Wednesday, August 03, 2005

Gaming the system: hidden ads and comment spam

There’s an interesting shift in spam on the web: Google and other search engines now have so much power that spam is increasingly being targeted at search engines, rather than at humans. Links are important in raising your position in Google’s rankings, so the more links you can throw out to yourself, the higher you go.

One twist on this that seems to be increasing recently: spam that’s visible only to search engines. CSS makes it relatively easy to include elements on a page which are made invisible to readers: one way to achieve this is to position the elements outside the page boundary.

A recent high-profile case was this story, about hidden articles on the Wordpress website:

These articles are designed specifically to game the Google Adwords program, written by a third-party about high-cost advertising keywords like asbestos, mesothelioma, insurance, debt consolidation, diabetes, and mortgages.
The twist in this scheme: hoist these hidden articles up the Google rankings by linking to them from the very-highly-ranked Wordpress home page. Arve Bersvendsen describes how:

The key here being the -9000px text indent: This makes the link invisible to human visitors with CSS, and visible to every search engine on the planet.
After a community outcry, the articles and the hidden links were removed.

More recently, The Republic of Geektronica discussed BlogSpot spam blogs:

A large percentage (maybe up to a third) of all Blogspot blogs are spam-logs—sites created to increase the Google ranking of some other site (which is itself usually a Google-spamming site). The ultimate purpose of these spamlogs is usually to drive traffic to a commission-paying pharmacy, pr0n, or casino site.
BlogSpot spam, despite Blogger’s protestations otherwise, appears endemic. In a quick spin through ten “next blog” clicks, I found two obvious spam blogs: leftists bunting, which seems to mix autogenerated text with spammy links; kaar028, which links from the article titles and stuffs the bodies full of keywords.

Geektronica continues:

Spammers are becoming less obvious by creating posts that link to actual news articles (complete with excerpts); by all appearances, these blogs are just like scores of real blogs. But if you look at the code of the page, there are tons of external spam links, cleverly hidden by CSS. […] With this additional layer of subterfuge, it’s remotely possible that someone will even link to [such a] blog from their highly-ranked site.

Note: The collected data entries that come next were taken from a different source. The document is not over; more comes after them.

PR #486, opened 2024-05-22
fix: Reset state when new instance of widget created

### LINKED ISSUE #401: Recreating UI components resets their state to when the page loaded instead of a clean state
**Description**

When recreating a deephaven UI component or re-opening a component via console button, the persisted state gets reset to whatever it was when the page loaded, not a clean state.

**Steps to reproduce**

1. Create a counter

    ```py
    from deephaven import ui
    
    @ui.component
    def ui_counter():
        return ui.button(f"Pressed {count} times", on_press=lambda: set_count(count + 1))
    
    c1 = ui_counter()
    ```

2. Click the button
3. Refresh the page
4. Click the button again
5. Rerun the code to make the counter or click on the button in the console to re-open the counter

**Expected results**

6. Counter resets to 0

**Actual results**

6. Counter resets to 1. The state when the page was loaded.

mofojed:
- We were using the same initial data regardless of how long the widget was opened
- We want to keep the same WidgetHandler and panelIds so that panels open in the same spot
- Want to start with a fresh state
- Freeze the initialData whenever the fetched widget is updated
- Fixes #401
- Tested using the steps in the description

### DIFF
--- a/plugins/ui/src/js/src/widget/WidgetHandler.test.tsx
+++ b/plugins/ui/src/js/src/widget/WidgetHandler.test.tsx
@@ -4,8 +4,6 @@ import type { dh } from '@deephaven/jsapi-types';
 import WidgetHandler, { WidgetHandlerProps } from './WidgetHandler';
 import { DocumentHandlerProps } from './DocumentHandler';
 import {
-  makeDocumentUpdatedJsonRpcString,
-  makeJsonRpcResponseString,
   makeWidget,
   makeWidgetDescriptor,
   makeWidgetEventDocumentUpdated,
@@ -97,22 +95,10 @@ it('updates the document when event is received', async () => {
   // Send the initial document
   await act(async () => {
     // Respond to the setState call first
-    listener({
-      detail: {
-        getDataAsString: jest.fn(() => makeJsonRpcResponseString(1, {})),
-        exportedObjects: [],
-      },
-    });
+    listener(makeWidgetEventJsonRpcResponse(1));
 
     // Then send the initial document update
-    listener({
-      detail: {
-        getDataAsString: jest.fn(() =>
-          makeDocumentUpdatedJsonRpcString(initialDocument)
-        ),
-        exportedObjects: [],
-      },
-    });
+    listener(makeWidgetEventDocumentUpdated(initialDocument));
   });
 
   expect(mockDocumentHandler).toHaveBeenCalledWith(
@@ -129,14 +115,7 @@ it('updates the document when event is received', async () => {
 
   // Send the updated document
   await act(async () => {
-    listener({
-      detail: {
-        getDataAsString: jest.fn(() =>
-          makeDocumentUpdatedJsonRpcString(updatedDocument)
-        ),
-        exportedObjects: [],
-      },
-    });
+    listener(makeWidgetEventDocumentUpdated(updatedDocument));
   });
   expect(mockDocumentHandler).toHaveBeenCalledWith(
     expect.objectContaining({
@@ -288,22 +267,10 @@ it('updates the initial data only when fetch has changed', async () => {
   // Send the initial document
   await act(async () => {
     // Respond to the setState call first
-    listener({
-      detail: {
-        getDataAsString: jest.fn(() => makeJsonRpcResponseString(1, {})),
-        exportedObjects: [],
-      },
-    });
+    listener(makeWidgetEventJsonRpcResponse(1));
 
     // Then send the initial document update
-    listener({
-      detail: {
-        getDataAsString: jest.fn(() =>
-          makeDocumentUpdatedJsonRpcString(document2)
-        ),
-        exportedObjects: [],
-      },
-    });
+    listener(makeWidgetEventDocumentUpdated(document2));
   });
 
   expect(mockDocumentHandler).toHaveBeenCalledWith(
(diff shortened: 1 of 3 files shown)


plugins/ui/src/js/src/widget/WidgetHandler.tsx
```diff
@@ -67,7 +67,10 @@ function WidgetHandler({
   const [widget, setWidget] = useState<dh.Widget>();
   const [document, setDocument] = useState<ReactNode>();
   const [error, setError] = useState<WidgetError>();
-  const [initialData] = useState(initialDataProp);
+  // const [initialData] = useState(initialDataProp);
```
bmingles, line 70: Should probably delete this line

plugins/ui/src/js/src/widget/WidgetHandler.test.tsx
```diff
@@ -99,3 +147,184 @@ it('updates the document when event is received', async () => {
   unmount();
   expect(cleanup).toHaveBeenCalledTimes(1);
 });
+
+it('updates the initial data only when fetch has changed', async () => {
+  let fetchResolve1: (value: dh.Widget | PromiseLike<dh.Widget>) => void;
```
bmingles, line 152: Not sure if / when we can use it, but `Promise.withResolvers` would be nice here:
https://developer.mozilla.org/en-US/docs/Web/JavaScript/Reference/Global_Objects/Promise/withResolvers

plugins/ui/src/js/src/widget/WidgetHandler.test.tsx
```diff
@@ -99,3 +147,184 @@ it('updates the document when event is received', async () => {
...
+  );
+
+  expect(fetch1).not.toHaveBeenCalled();
+  expect(sendMessage).not.toHaveBeenCalled();
+
+  // Re-render with the fetch changed, it should set the state with the updated data
+  rerender(
+    makeWidgetHandler({
+      widget: widget2,
+      fetch: fetch2,
```
bmingles, line 268: Is the change to `fetch` what you want to test here or just the change to `widget`?

plugins/ui/src/js/src/widget/WidgetHandler.test.tsx
```diff
@@ -99,3 +147,184 @@ it('updates the document when event is received', async () => {
...
+    []
+  );
+
+  // eslint-disable-next-line @typescript-eslint/no-explicit-any
+  let listener = (addEventListener.mock.calls[0] as any)[1];
+
+  // Send the initial document
+  await act(async () => {
+    // Respond to the setState call first
+    listener({
```
bmingles, line 206: I would probably break out a helper function to make this a little easier to read. Something like:

```suggestion
    listener(makeSetStateResponseEvent(1))
```

plugins/ui/src/js/src/widget/WidgetHandler.test.tsx
```diff
@@ -99,3 +147,184 @@ it('updates the document when event is received', async () => {
...
+      detail: {
+        getDataAsString: jest.fn(() => makeSetStateResponse(1, {})),
+        exportedObjects: [],
+      },
+    });
+
+    // Then send the initial document update
+    listener({
```
bmingles, line 214: I would probably break out a helper function to make this a little easier to read. Something like:

```suggestion
    listener(makeDocumentUpdatedEvent(document1))
```

bmingles (changes requested):
App code change looks good. Left a couple of comments / questions on the test

plugins/ui/src/js/src/widget/WidgetTestUtils.ts
```diff
@@ -12,6 +12,17 @@ export function makeDocumentUpdatedJsonRpc(
   };
 }
 
+export function makeSetStateResponse(
+  id: number,
+  state: Record<string, unknown>
```
bmingles, line 17: Maybe rename `state` to `_state` if it is intentionally ignored

plugins/ui/src/js/src/widget/WidgetHandler.test.tsx
mofojed: That function looks very useful, about time!

plugins/ui/src/js/src/widget/WidgetTestUtils.ts
mofojed: Don't need to pass it in at all

plugins/ui/src/js/src/widget/WidgetHandler.test.tsx
mofojed: Ah dangit, we can't use it until we update Node, or if we polyfill it, it's only in v22:
https://developer.mozilla.org/en-US/docs/Web/JavaScript/Reference/Global_Objects/Promise/withResolvers#browser_compatibility

I'll omit for this change.

plugins/ui/src/js/src/widget/WidgetHandler.test.tsx
```diff
@@ -99,3 +149,172 @@ it('updates the document when event is received', async () => {
...
+      params: [data2.state],
+    }),
+    []
+  );
+  expect(sendMessage).toHaveBeenCalledTimes(1);
+
+  // Send the initial document
+  await act(async () => {
+    // Respond to the setState call first
+    listener({
```
bmingles, line 291: I think I missed this before, can these 2 listener calls use the new helpers?

plugins/ui/src/js/src/widget/WidgetHandler.test.tsx
bmingles: Ah yeah sorry. Was mostly musing. I think TypeScript typings don't have it yet either

PR #490, opened 2024-05-23
docs: action_menu

AkshatJawne:
Resolves https://github.com/deephaven/deephaven-plugins/issues/482

Changes Implemented:
- Added documentation for `action_menu` introduced in https://github.com/deephaven/deephaven-plugins/pull/448

### DIFF
--- a/plugins/ui/src/deephaven/ui/components/action_menu.py
+++ b/plugins/ui/src/deephaven/ui/components/action_menu.py
@@ -1,13 +1,203 @@
-from ..elements import BaseElement
+from __future__ import annotations
+from numbers import Number
+from typing import Any, Callable, Iterable
+
+from .spectrum.events import TriggerType
+from ..types import Key, ActionKey, ActionMenuDirection
+from ..elements import BaseElement, Element
+
+from .spectrum.layout import (
+    ActionMenuAlignment,
+    AlignSelf,
+    CSSProperties,
+    DimensionValue,
+    JustifySelf,
+    LayoutFlex,
+    Position,
+)
 
 
-# TODO: pydocs for action_menu #482
-def action_menu(*children, **props):
+def action_menu(
+    *children: Any,
+    is_disabled: bool | None = None,
+    is_quiet: bool | None = None,
+    auto_focus: bool | None = None,
+    items: Iterable[object] | None = None,
+    disabled_keys: Iterable[Key] | None = None,
+    align: ActionMenuAlignment | None = "start",
+    direction: ActionMenuDirection | None = "bottom",
+    should_flip: bool | None = True,
+    close_on_select: bool | None = True,
+    trigger: TriggerType | None = "press",
+    is_open: bool | None = None,
+    default_open: bool | None = None,
+    on_action: Callable[[ActionKey, Key], None] | None = None,
+    on_open_change: Callable[[bool, Key], None] | None = None,
+    flex: LayoutFlex | None = None,
+    flex_grow: Number | None = None,
+    flex_shrink: Number | None = None,
+    flex_basis: DimensionValue | None = None,
+    align_self: AlignSelf | None = None,
+    justify_self: JustifySelf | None = None,
+    order: Number | None = None,
+    grid_area: str | None = None,
+    grid_row: str | None = None,
+    grid_row_start: str | None = None,
+    grid_row_end: str | None = None,
+    grid_column: str | None = None,
+    grid_column_start: str | None = None,
+    grid_column_end: str | None = None,
+    margin: DimensionValue | None = None,
+    margin_top: DimensionValue | None = None,
+    margin_bottom: DimensionValue | None = None,
+    margin_start: DimensionValue | None = None,
+    margin_end: DimensionValue | None = None,
+    margin_x: DimensionValue | None = None,
+    margin_y: DimensionValue | None = None,
+    width: DimensionValue | None = None,
+    height: DimensionValue | None = None,
+    min_width: DimensionValue | None = None,
+    min_height: DimensionValue | None = None,
+    max_width: DimensionValue | None = None,
+    max_height: DimensionValue | None = None,
+    position: Position | None = None,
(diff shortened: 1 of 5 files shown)


mofojed (dismissed):
Looks good to me, wait for @bmingles to +1 before merging.

plugins/ui/src/deephaven/ui/components/action_menu.py
```diff
@@ -1,13 +1,203 @@
...
+    CSSProperties,
+    DimensionValue,
+    JustifySelf,
+    LayoutFlex,
+    Position,
+)
+
+
+def action_menu(
+    *children: Any,
```
bmingles, line 21: Should we have a more explicit type than `Any` here?

AkshatJawne: From the docs, I see that the children can take in a section or item element, but I'm whether we should make that explicit ? I can change it if you would like
Screenshot 2024-05-24 at 8 28 55 AM

plugins/ui/src/deephaven/ui/components/action_menu.py
```diff
@@ -1,13 +1,203 @@
...
+    is_disabled: bool | None = None,
+    is_quiet: bool | None = None,
+    auto_focus: bool | None = None,
+    items: Iterable[object] | None = None,
```
bmingles, line 25: We can't actually support `items` prop since it requires `children` to be a template function which won't work in dh.ui

AkshatJawne: Yeah my bad, I removed it from the action_group but had forgotten here. Will be fixed once I commit

plugins/ui/src/deephaven/ui/components/spectrum/layout.py
```diff
@@ -104,6 +104,8 @@
     "stretch",
 ]
 
+ActionMenuAlignment = Literal["start", "end"]
```
bmingles, line 107: This should maybe be something more generic. Looks like it is Spectrum `Alignment` type which I assume can be used in other components.

plugins/ui/src/deephaven/ui/components/action_menu.py
```diff
@@ -1,13 +1,203 @@
...
+    disabled_keys: Iterable[Key] | None = None,
+    align: ActionMenuAlignment | None = "start",
+    direction: ActionMenuDirection | None = "bottom",
+    should_flip: bool | None = True,
+    close_on_select: bool | None = True,
+    trigger: TriggerType | None = "press",
+    is_open: bool | None = None,
+    default_open: bool | None = None,
+    on_action: Callable[[ActionKey, Key], None] | None = None,
```
bmingles, line 34: `on_action` and `on_open_change` don't support the 2nd arg in the callback. We add these in `list_action_menu` and `list_action_group` but not the `action_menu` and `action_group` components

plugins/ui/src/deephaven/ui/components/spectrum/layout.py
AkshatJawne: Yeah, sounds good, I had originally called it `ActionMenuAlignment` so that it is separate from the `Alignment` for the date_picker, but it seems better to make them one more generic `Alignment` type. Will have this changed in upcoming commit

plugins/ui/src/deephaven/ui/components/action_menu.py
AkshatJawne: Oh okay, will remove from these then.

plugins/ui/src/deephaven/ui/components/action_menu.py
```diff
@@ -22,17 +22,14 @@ def action_menu(
...
     disabled_keys: Iterable[Key] | None = None,
-    align: ActionMenuAlignment | None = "start",
+    align: Alignment | None = "start",
     direction: ActionMenuDirection | None = "bottom",
     should_flip: bool | None = True,
     close_on_select: bool | None = True,
     trigger: TriggerType | None = "press",
     is_open: bool | None = None,
     default_open: bool | None = None,
-    on_action: Callable[[ActionKey, Key], None] | None = None,
```
bmingles: Sorry, to clarify these props are supported. It's just the 2nd `Key` arg in the callback that is not.

AkshatJawne: Oh, sorry I thought you meant they were not supported at all, will fix this right now.

plugins/ui/src/deephaven/ui/components/action_menu.py
bmingles: I think `Item | SectionElement` is probably the right type here

bmingles: If you look at `Item` type it is defined as `Item = Union[Stringable, `ItemElement], so `Item | SectionElement` will include the element types + the primitives we support

plugins/ui/src/deephaven/ui/components/combo_box.py
```diff
@@ -26,6 +25,7 @@
 
 from deephaven.table import Table, PartitionedTable
 from .section import SectionElement
+from .spectrum.layout import Alignment
```
bmingles, line 28: I wonder if we should add  `from .layout import *` `layout to the spectrum __init__.py instead

plugins/ui/src/deephaven/ui/components/combo_box.py
```diff
@@ -31,6 +31,7 @@
 from ..elements import BaseElement, Element
 from .._internal.utils import create_props, unpack_item_table_source
 from ..types import Key
+from combo_box import Direction
```
bmingles, line 34: Is this not the current module you are already in?

AkshatJawne: Yeah that should not be there, removing.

[Note: the original post links to an example of a blog using this trick, which has since been removed by Blogger.]
So, while CSS has been an enormous boon to the web, in allowing web designers enormous flexibility and expressiveness, it's also handed a valuable weapon to spammers: you can never be sure that what you see is the same as what a machine sees.

Earlier this week I spotted a new example. This comment, on Accordion Guy’s blog, looks innocuous enough. But take a look at the source:

Good...<div style="position: absolute; top: -1000px; left: -1000px; visibility: hidden;">The true fast way to enjoy and catch luck is Free online poker. <A href="http://online-poker-rooms.t35.com/z1.html"><strong><font size="+2">Hundreds fans come onto Free online poker constantly. </font></strong></A>. Invite your friends about Free online poker immediately and to get true real cash together. </div>
Yep: there’s spam there, safely tucked out of sight off the top-left of the page.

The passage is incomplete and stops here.